In the aqueous secondary battery of the present invention, the combination of the positive electrode active material and the negative electrode active material is not particularly limited as long as it operates as a battery, but the positive electrode active material is Na ₃ V ₂ (PO ₄ ) ₃ . The negative electrode active material is preferably at least one of LiTi ₂ (PO ₄ ) ₃ and NaTi ₂ (PO ₄ ) ₃ . Na ₃ V ₂ (PO ₄ ) ₃ has a Na insertion / release potential (or occlusion / release potential (hereinafter the same)) of about 0.5 V (vs. Ag / AgCl), and LiTi ₂ (PO ₄ ) ₃ and NaTi _{This is because 2} (PO ₄ ) ₃ has a sodium insertion / extraction potential of about −0.75 V (vs. Ag / AgCl), and a high battery voltage of about 1.25 V can be obtained. The positive electrode and the negative electrode may have different insertion / extraction potentials of Na. When both the positive electrode and the negative electrode are NASICON types, active materials having the same element configuration may be used, or different element configurations may be used. The active material may be used. Among these, it is preferable to use active materials having different element structures for the positive electrode active material and the negative electrode active material. Here, the same element configuration means, for example, a combination in which the positive electrode in the discharge state is A ₃ M ₂ (XO ₄ ) ₃ and the negative electrode is AM ₂ (XO ₄ ) ₃ , or the positive electrode in the discharge state is A ₂ M _2. A combination such as (XO ₄ ) ₃ where the negative electrode is M ₂ (XO ₄ ) ₃ is conceivable. Here, A, M, and X are positive and negative electrodes and the same element. In an active material that exhibits a two-stage charge / discharge behavior (having a two-stage flat portion in the charge / discharge curve), the active material having the same elemental structure can be used for the positive and negative electrodes.

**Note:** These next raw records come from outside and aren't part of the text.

PR #1925, opened 2017-03-28
update perf.json

paulirish:
--perf was broken for a little bit after the gatherer rename of content-width

will be happy to switch to config v2 later on. :)

### DIFF
--- a/lighthouse-core/config/perf.json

In the aqueous secondary battery of the present invention, the aqueous electrolyte is not particularly limited as long as it has a sodium salt as a main electrolyte. Examples of the sodium salt include NaNO ₃ , Na ₂ SO ₄ , NaOH, NaCl, and CH ₃ COONa. Among these, NaNO ₃ is preferable from the viewpoint of solubility. These sodium salts can be used alone or in combination of two or more. The aqueous electrolyte preferably contains 1 mol / l or more of sodium ions. This is because the exchange current density of the electrode reaction is considered to be sufficiently high, and high output characteristics can be realized. In addition, it is preferable that the density | concentration of a sodium ion is below a solubility limit. The pH of the aqueous electrolyte is preferably 3 or more and 11 or less. If the pH of the aqueous electrolyte is 3 or more, the hydrogen generation overvoltage on the negative electrode does not become too small, so that hydrogen generation, which is a side reaction, competes with the battery reaction to reduce the charge / discharge efficiency. Can be preferred. Further, if the pH of the aqueous electrolyte is 11 or less, the oxygen generation overvoltage on the positive electrode does not become too small, so that oxygen generation, which is a side reaction, competes with the battery reaction and the charge / discharge efficiency decreases. This is preferable because it can be suppressed. Moreover, if pH of aqueous electrolyte solution is 3 or more and 11 or less, it can suppress more that a metal elutes from the collector of a positive / negative electrode etc., for example, and is preferable.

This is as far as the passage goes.